The Independent National Electoral Commission (INEC) has completed its timetable and schedule of activities for the 2027 general election, despite pending amendments to the Electoral Act by the National Assembly.

INEC Chairman, Mr Joash Amupitan, disclosed this on Wednesday in Abuja during a consultative meeting with civil society organisations.

Mr Amupitan said the commission had already submitted its recommendations and proposed changes to lawmakers, noting that aspects of the election calendar might still be adjusted depending on when the amended Electoral Act is passed.

He, however, stressed that the electoral umpire must continue preparations using the existing legal framework pending the conclusion of the legislative process and presidential assent to the revised law.

According to him, the commission cannot delay critical preparatory activities given the scale and complexity involved in conducting nationwide elections.

The development highlights INEC’s commitment to early planning for the 2027 polls, even as stakeholders await legislative clarity that could shape parts of the electoral process.

Yesterday, the Senate again failed to conclude deliberations on the proposed amendment to the Electoral Act after several hours in a closed-door executive session. The closed session lasted about five hours.

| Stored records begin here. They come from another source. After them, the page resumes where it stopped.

PR #103, opened 2021-01-28
tests: remove dependency on mock for python3

eli-schwartz:
Sometimes it was imported as unittest.mock, sometimes as mock. Consistently stick to the former.


eli-schwartz:
Apparently it's using assert_called_once, so gate that to 3.6 instead...

takluyver:
Thanks!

Lawmakers dissolved into the executive session shortly after plenary commenced, to consider the report of an ad hoc committee set up to harmonise senators’ inputs on the Electoral Act Amendment Bill.

When plenary resumed, the Senate President, Mr Godswill Akpabio, did not disclose details of the discussions on the bill.

Despite repeated executive sessions, the upper chamber has yet to pass the bill, marking the third unsuccessful attempt in two weeks.

The Senate, however, said it will not rush the bill, citing the volume of post-election litigation after the 2023 polls and the need for careful legislative scrutiny.

Last week, the red chamber of the federal parliament constituted a seven-member ad hoc committee after an earlier three-hour executive session to further scrutinise the proposed amendments.